*** Opening LISTED RECORDS ***

PR #264, opened 2026-08-11
fix: compare agent credentials in constant time over fixed-width hashes (#238 C31)

### LINKED ISSUE #238: Low-severity cleanup: code correctness, dead code, docs drift, missing tests (C31/C33/C34/C35/C37/C40 + audit hygiene)

### Dead / unused code (§4.4)

### Missing tests (§4.6)

forge-rubigd:
**#238 PR-1 of ~6** (low-severity cleanup, security-first slice). C31 only — the item that warrants the careful 2-of-2; the rest of the correctness cluster (C33/C34/C40 + admin-addr warn + audit-log) follows as PR-2.

## The leak (C31)
Agent SMTP/IMAP login compared raw password bytes with a constant-time compare, which is length-safe only for equal-length inputs — it short-circuits on a length mismatch. So it leaked the stored password's length, and against the fixed-length dummy on the not-found path, whether the username existed at all.

## The fix
MAC both sides with **HMAC-SHA256 under a random per-process key** (`credMAC`), then compare the fixed-width MACs (`hmac.Equal`). Lengths become uninformative. A keyed MAC — not a bare password hash — is the correct primitive for a constant-time compare of variable-length secrets: it makes the fixed-width values unpredictable, and it is not password-storage hashing (an earlier bare-SHA256 draft tripped CodeQL's weak-password-hash rule; HMAC is both more correct and clears it).

## Timing-fix failure modes (the leak likes to survive next to the compare)
- **Lookup path, not just the compare:** the presented password is MAC'd *before* the map lookup, and the **not-found branch also MACs** the dummy and runs the same compare — both outcomes do identical work.
- **Unreachable by construction:** the compare is over two fixed 32-byte MACs, so the primitive's length short-circuit can never be hit — no length branch anywhere in `Verify`.
- **Non-timing channels agree:** both callers map a miss to the same `ErrAuthFailed`, no distinguishing log; `Verify` returns identical `(nil,false)`.
- **Enumerated *this* surface, not cleared by resemblance:** admin (ADR 0029) scans every credential with no early exit to hide *which* matched — a problem a username-keyed surface doesn't have, so admin's iterate-all was **not** copied. The residual map-lookup asymmetry (a hit compares the found key, a miss need not) is documented as accepted, because closing it would require the scan-all pattern this surface declines.

## Testing honesty
A pure timing fix has no meaningful failing-before — the compare is invisible to behavioural tests (a raw compare agrees with the MAC compare on all non-colliding inputs). `TestAuthFixedWidthCompareIsLengthAgnostic` is a **length-agnostic correctness** check (empty … 5000-char passwords, accept/reject, no panic), explicitly **not** a regression guard; the timing property is review-verified. The only way to *structurally* pin it (store digests at construction, so there's no plaintext to revert to) is filed as a follow-up rather than folded here. gofmt / build / -race / vet / golangci-lint v2.11.4 all green; CI incl. CodeQL green on HEAD.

*** Closing LISTED RECORDS ***

> **WORK TO COMPLETE**: Scan the lines above, and whenever one holds the string "path", copy it.

> **RESPONSE TO THE TASK**:
Agent SMTP/IMAP login compared raw password bytes with a constant-time compare, which is length-safe only for equal-length inputs — it short-circuits on a length mismatch. So it leaked the stored password's length, and against the fixed-length dummy on the not-found path, whether the username existed at all.
- **Lookup path, not just the compare:** the presented password is MAC'd *before* the map lookup, and the **not-found branch also MACs** the dummy and runs the same compare — both outcomes do identical work.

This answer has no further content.